TASK DETAILS: Your answer is a copy of every line in the records where "speedmanager" appears.

START EXERCISE DATA

Issue #13, opened 2017-08-08
Maven/Gradle?


ava1ar:
Hi, guys!

Do you use Maven or Gradle for managing the dependencies and build process? It is really strange to see modern Java application, which doesn't use one of them.

Shusshu:
I'm in the process of adding support for Maven but I saw code is missing from the repo...

They are including a bunch of plugins in the jar directly which I guess is not right

Shusshu:
This can be closed :)

PR #15, opened 2017-08-08
Feature/maven setup

Shusshu:
https://github.com/BiglySoftware/BiglyBT/issues/13

It's not exactly the same jar produced by the installer - the latter includes plugins that is not part of the github code base

### DIFF
--- a/.gitignore
+++ b/.gitignore
@@ -132,3 +132,6 @@ core/lib/libWIN32Access/ipch/
 .idea/
 /uis/src/tux/
 *.DS_Store
+
+#maven
+/target
--- a/core/pom.xml
+++ b/core/pom.xml
@@ -1,0 +1,86 @@
+<project xmlns="http://maven.apache.org/POM/4.0.0" xmlns:xsi="http://www.w3.org/2001/XMLSchema-instance"
+		 xsi:schemaLocation="http://maven.apache.org/POM/4.0.0 http://maven.apache.org/xsd/maven-4.0.0.xsd">
+	<modelVersion>4.0.0</modelVersion>
+	<artifactId>biglybt-core</artifactId>
+	<packaging>takari-jar</packaging>
+	<name>BiglyBT - Core</name>
+
+	<parent>
+		<groupId>com.biglybt</groupId>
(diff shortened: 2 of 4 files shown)


TuxPaper:
Thanks for starting this!

It would be good to get the two jars as close as possible. What exactly did you find included in the installer's biglybt.jar that's not part of the github codebase?

afaik, we just use https://github.com/BiglySoftware/BiglyBT/blob/master/core/BiglyBT_parg.jardesc to build the jar, then jarsign it.

Shusshu:
After fixing the maven build that's what I have now:

The following packages are missing from the code base:
package com.biglybt.core.neuronal
package com.biglybt.core.speedmanager.impl.v3


And these packages are part of the build with maven but not from the installer
package com.biglybt.core.util.spi;
package com.biglybt.core.util.dns;
package com.biglybt.core.util.jman;
package com.biglybt.core.xml.util;
and many others but most of them are just empty classes

TuxPaper:
> The following packages are missing from the code base:
> package com.biglybt.core.neuronal
> package com.biglybt.core.speedmanager.impl.v3

These have been removed since the 1.0.0.0, so everything is good there.

> And these packages are part of the build with maven but not from the installer
> package com.biglybt.core.util.spi;
> package com.biglybt.core.util.dns;
> package com.biglybt.core.util.jman;
> package com.biglybt.core.xml.util;

hmm, I'm seeing files in the release jar
image

I do know some/most of those packages you listed are invoked by reflection, but I don't think that makes a difference.

Shusshu:
> These have been removed since the 1.0.0.0, so everything is good there.

Well it's still in the code base on github ;)

For the rest I think it's fine.

Maybe you can see for yourself the jar diff by running 
`mvn clean package`

TuxPaper:
Definitely not on Github! https://github.com/BiglySoftware/BiglyBT/commit/2a6641f78e3dff2bae6f701983385da8addce5ee

But that's really unimportant to this, so I'll approve the pull.  Hopefully it's as easy as clicking that lovely green button, although the drop down arrow on it is suspicious ;)

PR #18, opened 2017-08-09
Fix Jar manifest classpath + cleanup

Shusshu:


TuxPaper:
Thanks for the commits! :)

Issue #19, opened 2017-08-09
Plugins


Shusshu:
I'd like to migrate my plugins to BiglyBT.

Could you provide the API jar on the github repo maybe as a side module that can act like a maven repository ? or publish to maven central ? or worse case a jar and I'll do as before ;) 

https://github.com/Shusshu/azureus-plug-globalinfo
https://github.com/Shusshu/azureus-plug-timedautostart 
Note: This is extremely ugly code from 10-12 years ago 

I'll try to figure a way to produce the API jar via maven and the current code base.... (assuming I only export the package ...plugin...  only interfaces) (Probably with http://maven.apache.org/plugins/maven-assembly-plugin/plugin-info.html )

TuxPaper:
@parg  does the API jars, so I'll let him handle that.

But I do have a TimedAutoStart with changes, since the source was under http://svn.vuze.com/public/plugins/TimedAutoStart as well.  I've attached a diff, and can probably do a pull request once I figure out how that actually works in IntelliJ ;)

[TimedAutoStart.diff.txt](https://github.com/BiglySoftware/BiglyBT/files/1212357/TimedAutoStart.diff.txt)

We never had the GlobalInfo plugin on http://svn.vuze.com/public/plugins/ so unfortunately, it didn't get into the refactoring tool or manual migrations I made.  (fwiw, all the plugins in http://svn.vuze.com/public/plugins/ are ready to be biglybt plugins, we just chose to limit the biglybt plugin list to ones we knew people used, since there's a lot of dead ones in that list)

Shusshu:
I don't mind updating it myself, well I won't cleanup the dirty ugly code but at least make it work on BiglyBT.

I couldn't figure a way to do the plugin-api.jar with maven

TuxPaper:
I imagine we'll be using something similar to what's in https://svn.vuze.com/public/client/trunk/build.xml

Most importantly,
`
	<patternset id="pluginapi.inc">
		<include name="org/gudy/azureus2/plugins/**" />
		<include name="org/gudy/azureus2/ui/swt/plugins/**" />
		<include name="org/gudy/azureus2/ui/swt/views/*IView*" />
		<include name="org/gudy/azureus2/ui/swt/IconBarEnabler*" />
	</patternset>	
`

Which is all now `com/biglybt/pif` and `com/biglybt/ui/swt`.. although I don't think we need the last two anymore.

And here's the relevant jar bundling snippet
`
		
[...]

PR #22, opened 2017-08-10
Plugin Api generation via ant inside maven

Shusshu:
resolves https://github.com/BiglySoftware/BiglyBT/issues/19

Finally I couldn't manage to do it via maven only so it's via ant inside maven :/

I'm sure someone can improve it to get rid of the ant part :)  (At least we don't need to install ant)

### DIFF
--- a/uis/pom.xml
+++ b/uis/pom.xml
@@ -127,4 +127,49 @@
             </plugin>
         </plugins>
     </build>
+
+    <profiles>
+        <profile>
+            <id>plugin-api</id>
+            <build>
+                <plugins>
+                    <plugin>
+                        <artifactId>maven-antrun-plugin</artifactId>
+                        <version>1.8</version>
+                        <executions>
+                            <execution>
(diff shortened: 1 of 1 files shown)


Shusshu:
Oh wait before merging this... it seems some classes are missing

Shusshu:
This was missing
<include name="com/biglybt/ui/common/UIInstanceBase.*" />

(I also updated my 2 plugins: https://github.com/Shusshu/biglybt-plugin-globalinfo & https://github.com/Shusshu/biglybt-plugin-timedautostart ) if you want to put them somewhere else for distribution ...

TuxPaper:
Boo on `UIInstanceBase` being needed for the plugin interface. There was no need for `UIInstanceBase` to be on `UISWTInstance` when it could have been on `UISWTInstanceImpl`.  I'll remove it for the next releasing, assuming the change doesn't require rebuilding every plugin.

PR #56, opened 2017-09-14
Prepare next development iteration

Shusshu:
Do you want to try the maven plugin to do releases via cmd line?

http://maven.apache.org/maven-release/maven-release-plugin/

### DIFF
--- a/core/pom.xml
+++ b/core/pom.xml
@@ -8,7 +8,7 @@
 	<parent>
 		<groupId>com.biglybt</groupId>
 		<artifactId>biglybt-parent</artifactId>
-		<version>1.0.0</version>
+		<version>1.0.2.1-SNAPSHOT</version>
 	</parent>
 
 	<dependencies>
--- a/pom.xml
+++ b/pom.xml
@@ -3,7 +3,7 @@
 	<modelVersion>4.0.0</modelVersion>
 	<groupId>com.biglybt</groupId>
 	<artifactId>biglybt-parent</artifactId>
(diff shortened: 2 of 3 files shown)


parg:
Not sure I'm at the point where I need to look into release automation yet - possibly something for the future though as things grow and it becomes more than a simple task...

Shusshu:
I can look into linking the version in Constants.java with maven maybe....
And this does more stuff. It creates a release with a git tag and then make a new version for the next development iteration... it's pretty cool and avoid mistakes

But no problem you can also refuse this one as this is not mandatory

TuxPaper:
No issues with this pull, since it's just a manual update of the version number.  The automating discussion is a different matter :)

parg:
We used to have a Jenkins/Hudson task that generated the 'beta' builds we produce between releases (the 1.0.0.1_Bnn ones). This modified the

`public static final String AZUREUS_VERSION  = "1.0.2.1_B01";`

in Constants.java along with

`public static final String BUILD_VERSION  = "@build.version@";   //Ant replace `

which was quite handy (nothing was committed/tagged though)

It managed build failures etc so that the successful builds were correctly named B01, B02,...

Shusshu:
We have 3 possibilities:
1. The same as Ant: https://stackoverflow.com/a/8817516/1228221
2. Reading a properties https://stackoverflow.com/a/2470071/1228221
3. What I usually do in my maven projects: (template filtering): https://stackoverflow.com/a/7161303/1228221

PR #57, opened 2017-09-14
Fix Javadoc

Shusshu:
Some javadoc issues (there are more but well :))


TuxPaper:
haha, thanks.  Yeah, there's probably a ton of invalid parameter names, because (older?) Eclipse never warned about them after changing a parameter name.

PR #58, opened 2017-09-14
BiglyBT @since API reset to 1.0.0.0

Shusshu:
Useful for plugin 

I don't know if you want to keep the previous version but it seems odd to keep it...

I used a regex to find & replace: @ since (\d)\.(\d)\.(\d)\.(\d)

edit: @since sorry for the mention

### DIFF
--- a/core/src/com/biglybt/activities/ActivitiesEntry.java
+++ b/core/src/com/biglybt/activities/ActivitiesEntry.java
@@ -551,7 +551,7 @@ public class ActivitiesEntry
 	 *
 	 * @return Only returns TOTorrent set via {@link #setTorrent(TOTorrent)}
 	 *
-	 * @since 3.0.5.3
+	 * @since 1.0.0.0
 	 */
 	public TOTorrent getTorrent() {
 		return torrent;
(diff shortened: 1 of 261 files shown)


TuxPaper:
hmm, I'll have to think about this one.  On the one hand, I understand your reasoning.  On the other hand, it's a whole lot of lost `@since` version history.  But do the old `@since` have any use to anyone? probably not.

My first thought was changing it from `@since 2.5.0.4` to `@since Azureus 2.5.0.4`, but we don't want to use that word, so it would have to be `@since AZ 2.5.0.4`.  Which still begs the question, is it useful to have a history of Azureus `@since` versions?  Or the even deeper question : Do we need `@since` at all, aside from in the plugin interface?

Shusshu:
Yes you would lose a bit of the history but this is also a new beginning - Sometimes you have to cut ties completely. You decide I don't mind if you refuse the PR (it's less than 5 minute of work)

I remember when I first made my plugin many years ago it was useful to know which API I should avoid to get as much compatibility as possible

TuxPaper:
I think I'd rather remove all the @since from the non-plugin interface classes, and have the plugin interfaces all at 1.0.0.0.
But it's pretty low priority.

PR #59, opened 2017-09-14
Add Travis CI

Shusshu:
See example here https://travis-ci.org/Shusshu/BiglyBT/builds/275623617

This will run on every PR to ensure the build compiles and run tests (We might need to do some setup or reorganise the test location to automatically run them)

### DIFF
--- a/.travis.yml
+++ b/.travis.yml
@@ -1,0 +1,4 @@
+language: java
+
+jdk:
+  - oraclejdk8


TuxPaper:
Lordy, do we have tests!?!?!? ;)

I'll merge this when I have a moment to link travis-ci.org to our github account.

In the past I've just relied on parg complaining the source doesn't compile after I commit something, so this might be a step up ;)

Shusshu:
I'm sure it's still a good _local_ system ;)

davisjackie321:
Yo

davisjackie321:
Nice

davisjackie321:
Go

davisjackie321:
Nice

yusdiana:
H

ferdnyc:
Hey, so I couldn't help but notice that @Shusshu 's Travis CI instance for BiglyBT [is still running builds _anyway_](https://travis-ci.org/Shusshu/BiglyBT/builds). But they're all failing, since without a `.travis.yml` config file to tell it otherwise, it defaults to trying to build the project as Ruby source.

Since having that file in the tree has literally no effect except when Travis CI is running builds, there can't be any harm in merging this, right? Even if Travis isn't set up in GitHub, it just means the source will be ready for that to happen.

parg:
Did that fix anything?

Shusshu:
Yes but it's not building ^^  Gotta figure that out now

Shusshu:
Yes that worked out :)

Issue #545, opened 2018-07-21
"Search for Existing Data Files" progress window is twitchy


ferdnyc:
Oh yes, one other minor-ish display thing:

Whenever the "Search for Existing Data Files" process runs, after setting up the paths and options in the initial dialog and pressing OK, it opens up... I guess a log window, to show the progress of the search while it's scanning files.

At least on my system with the way I have files organized, the pathnames of the files being processed are invariably too long for those log messages to fit inside the window. As a result, it spends the entire scanning run twitching madly back and forth, jerking all the way right to the end of the line, then jerking back left to the start of a line, and repeat at a rapid pace until the last file is scanned.

I don't really have a screenshot since you'd have to see it in motion, but hopefully you've seen what I'm referring to.

Not only is the constant jerking left and right disconcerting, it makes the actual output impossible to read until the scan is complete.

If the messages can't be wrapped or reformatted to fit inside the window, then I think just _not_ autoscrolling left and right would be a perfectly reasonable solution. Just let the long lines extend past the right edge of the window, and the user can scroll over if they need to see the rest of the text.

#### System details:
```
Java 1.8.0_172 (64 bit)
  Oracle Corporation
/usr/lib/jvm/java-1.8.0-openjdk-1.8.0.172-9.b11.fc28.x86_64/jre

SWT v4757, gtk/3.22.30
Linux v4.17.3-200.fc28.x86_64, amd64 (64 bit)
B1.5.0.1_B23/4 az3
```

ferdnyc:
I saw that the _B24 release notes mentioned fixes for this issue, but unfortunately it doesn't really seem to be changed much, at least on Linux.

I have a screencast of one session, excuse the crazy colors meant to obscure my file names/paths:

![bigly](https://user-images.githubusercontent.com/538020/43092303-bf17ee06-8e7a-11e8-8cc1-c6bc747951f8.gif)

It seems to play OK here as an animated GIF, but just in case here's a zipfile containing the MP4 it was converted from.

[Bigly.zip](https://github.com/BiglySoftware/BiglyBT/files/2220372/Bigly.zip)

ferdnyc:
The thing I find really weird, looking at that GIF, is that even _after_ the lines are short enough to fit in the window, it **still* twitches back and forth a bit... though not as far. It seems as if the longest output line sets the "resting" scroll position, and it keeps trying to get back _there_. But showing each subsequent line forces it back to the start.

[...]

PR #641, opened 2018-10-10
Add wrapping to TextViewerWindow (for "...Existing Files")

ferdnyc:
So, I found a way to solve the `Search For Existing Files...` twitching. It's kind of brute-force, but it works.

I just turned wrapping on for the `TextViewerWindow`. 

(Actually, I turned wrapping on for _all_ `TextViewerWindow` instances, since that option wasn't overrideable from the caller. So, I'm not sure what the side effects of that would be; depends where else `TextViewerWindow` is used.)

Like I said, brute-force. Your call on whether it's the _right_ fix. (And I'm fully anticipating that it isn't, so don't hesitate to reject this PR. But I figured maybe it'll trigger some inspiration for a _right_-er fix.) I wanted to report that it _does_ solve the twitching issue, anyway.

Fixes: #545

### DIFF
--- a/uis/src/com/biglybt/ui/swt/TextViewerWindow.java
+++ b/uis/src/com/biglybt/ui/swt/TextViewerWindow.java
@@ -129,7 +129,7 @@ public class TextViewerWindow {
     gridData.horizontalSpan = 3;
     Utils.setLayoutData(label, gridData);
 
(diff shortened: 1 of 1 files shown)


parg:
If it works for you I'll give it a go - if 'others' complain then we can take another look

ferdnyc:
Or I can fight them! :boxing_glove: :grinning:

PR #661, opened 2018-10-19
Update issue_template.md

KonoromiHimaries:


parg:
Hi,
What's the purpose of this proposed change?
Thanks
Parg

TuxPaper:
Looks like it hides our template text (when not in a textbox) if the user forgets to remove it.  Can't see any harm in trying it.

PR #761, opened 2018-12-19
Add 'SHA-1' to 'hash', where it's needed

Tobias-B-Besemer:
'SHA-1' should be added to term 'hash', when it's a 'SHA-1 hash', so the user know what kind of hash it is.
Expecting that the user reads in Wikipedia about e.g. Magnet Links, is not really 'nice'.
So: Add 'SHA-1' to 'hash', where it's needed!

### DIFF
--- a/core/src/com/biglybt/internat/MessagesBundle.properties
+++ b/core/src/com/biglybt/internat/MessagesBundle.properties
@@ -3395,7 +3395,7 @@ Button.open=Open
 
 plugin.init.load.failed=Error loading plugin '%1' from %2
 plugin.init.load.failed.classmissing=Uninstall the plugin via 'Tools->Plugins->Uninstallation Wizard' and then re-install it.
-v3.MainWindow.search.tooltip=Enter your search terms, magnet link, hash or torrent URL and hit enter!
+v3.MainWindow.search.tooltip=Enter your search terms, magnet link, SHA-1 hash or torrent URL and hit enter!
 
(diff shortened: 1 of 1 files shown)


parg:
Thanks for the suggestion but we're going to stick with just 'hash' for the moment.

Tobias-B-Besemer:
But a MD5 hash doesn't work in this box, right?

parg:
If you know enough about things to consider entering a hash then you should know that torrent files use SHA1 in my opinion, or you can figure it out (as you have)

TuxPaper:
Saying 'hash' is future proofing it, imo, and infers "torrent hash" which is currently SHA-1, but someday may include other hashes.  It's unclear if the hash for merkle-tree torrents is a SHA-1 hash anymore (I only scanned BEP-30 for it, and there was no clear "info hash is still SHA-1" in the spec), so if we ever support that BEP, we'd also support whatever hash format it uses.

FWIW, we accept hex SHA-1 and base32 SHA-1 hash.

I appreciate your pull request, and your reasoning for adding the distinction.  Please don't be discouraged by our replies.. your pull request is a totally valid and logical one!

Part of my resistance is also the fact that any changes in the english language file causes all other languages to have that entry entirely wiped out.  Translators would have to translate the two lines again, and for the multiple languages that have no active translator, that will never happen. (also fwiw, this is a limitation/feature with the localization service we use, which annoys me to no end)

PR #1179, opened 2023-08-31
Move VS Code + Semgrep on Windows to integrations category

armchairlinguist:
We were looking for this article today and had trouble finding it in SCP. Even though it requires login, it's more of an integration guide than part of SCP.

### Please ensure

### DIFF
--- a/docs/kb/integrations/semgrep-vs-code-windows.md
+++ b/docs/kb/integrations/semgrep-vs-code-windows.md
@@ -6,9 +6,10 @@ tags:
   - WSL
 ---
 
-# Visual Studio Code and Semgrep on Windows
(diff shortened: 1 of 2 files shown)


sinat101 (approved):

armchairlinguist:
@s-santillan I realized that out of habit I deleted the thing about page URLs, but this would change the page URL - do we need to add a redirect?

s-santillan:
One of the ways to check is to yarn build. I'll take care of it :)

s-santillan:
Btw, terms and taxonomy are quite complex and ever-changing things. I'll leave a message in Slack for reasons of product development :)

s-santillan (approved):

PR #1196, opened 2023-09-26
Update a KB and doc for Semgrep Supply Chain branch awareness

armchairlinguist:
Semgrep Supply Chain is now branch aware, so users can see findings from other branches than the default/common ones through a branch selector. An article and doc needed updates to reflect that the requirement for branch identification is now less strict (recommended rather than required).

### Please ensure


s-santillan (approved):
Thank you for the reword as well!

PR #1204, opened 2023-10-05
Branch clarifications and wording improvements for CircleCI instructions

armchairlinguist:
The primary goal here is to clarify that the use of `main` in the new snippet represents main as the default branch, and users should substitute their own default branch if needed.

I also made some wording adjustments and linted the file (which mostly meant replacing BitBucket with Bitbucket in this case).

### Please ensure

- [ ] ~A subject matter expert (SME) reviews the content~ xs change


s-santillan (approved):
lgtm!

armchairlinguist:
Seems like GitHub is in a bad state here with the CLA check, so I'll close and re-open to see if that helps.

PR #1224, opened 2023-10-17
Policies: Update of Cloud Platform URL from /board & other remaining bits

armchairlinguist:
We'd mostly moved over to "Policies" from "Rule board" but a few things were left, including the SCP URL (now live with no redirect) and some other references to the rule board in obscure places.

### Please ensure


s-santillan (approved):
LGTM!

PR #1225, opened 2023-10-17
Add note on SSC directory structure assumption, reword info note

mmcqd:
This PR adds a description of the assumptions that semgrep supply chain makes about the relationship between lockfiles and code files. I added it to the main docs page because if these assumptions are violated by a customer's project, which has happened, then SSC will not be able to produce correct results. I think my description may be overly wordy, a picture/diagram might be better. Let me know what you think.

I re-worded the info note because I found it confusing. Semgrep doesn't treat individual folders in monorepos as repositories, it's just that supply chain findings aren't just grouped by repository, but by lockfile too. And manifest files are never used for grouping findings, only lockfiles. If a folder had a manifest file but no lockfile, it would not do anything. If you think my change is not clarifying, feel free to change it back.

### Please ensure


docs/semgrep-supply-chain/getting-started.md
```diff
@@ -38,8 +38,11 @@ Semgrep Supply Chain is **automatically enabled** for all repositories that you
 
 When the scan finishes, Semgrep Cloud Platform displays an overview of findings in the **Supply Chain** page for further triage and remediation. See [Triaging and remediating dependency findings](/semgrep-supply-chain/triage-and-remediation).
 
+### Warning on Project Directory Structure
```
armchairlinguist, line 41: I don't think this is exactly a warning. I'd probably describe it as something like "Repository structure requirements" (maybe not exactly that, Sara might have an idea).

docs/semgrep-supply-chain/getting-started.md
```diff
@@ -38,8 +38,11 @@ Semgrep Supply Chain is **automatically enabled** for all repositories that you
...
+Semgrep Supply Chain assumes your repository contains a [lockfile](/semgrep-supply-chain/glossary/#lockfile). It also assumes that all code files using the dependencies in this lockfile are nested in the same directory as the lockfile, potentially within deeper directories. For example, if your lockfile is in `my-project/running/lockfile.json`, Semgrep Supply Chain assumes that all code files using the dependencies in `my-project/running/lockfile.json` are nested in `my-project/running/` or deeper directories. If you have code files in `my-project/biking`, Semgrep Supply Chain will not associate them to the dependencies in `my-project/running/lockfile.json`. If there is another lockfile in `my-project/running`, like `my-project/running/uphill/lockfile.json`, then this will override the original `my-project/running/lockfile.json` for all code files in `my-project/running/uphill/` or deeper directories.
```
armchairlinguist, line 42: I think this is probably feeling wordy because "in the same directory, potentially within deeper directories" is a pretty long way to describe this.

The description I used in the KB article is:

> Semgrep Supply Chain searches the parent directories of any code files for the nearest relevant lockfile. Monolithic repositories (monorepos) have their findings grouped based on the lockfiles present in subdirectories.

I think wording similar to that would work here, along with your example. Your example might be better as or supplemented with a visual or ASCII representation of the directory tree and notations of which code goes to which lockfiles, though. As much as I like words, they aren't great for descriptions of non-linear things like tree structures. :)

s-santillan:
@mmcqd Are you ok with me taking over & rewriting to address the notes above? 🙏

khorne3 (approved):
LGTM!

PR #1244, opened 2023-10-31
We should not tell people to use --output

aryx:
The --output is a bit redundant with shell redirection
so we should not advise it. It was added a long time ago
and we're not even sure anymore if it's that useful.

END EXERCISE DATA

RESULT OF THIS EXERCISE:
package com.biglybt.core.speedmanager.impl.v3
> package com.biglybt.core.speedmanager.impl.v3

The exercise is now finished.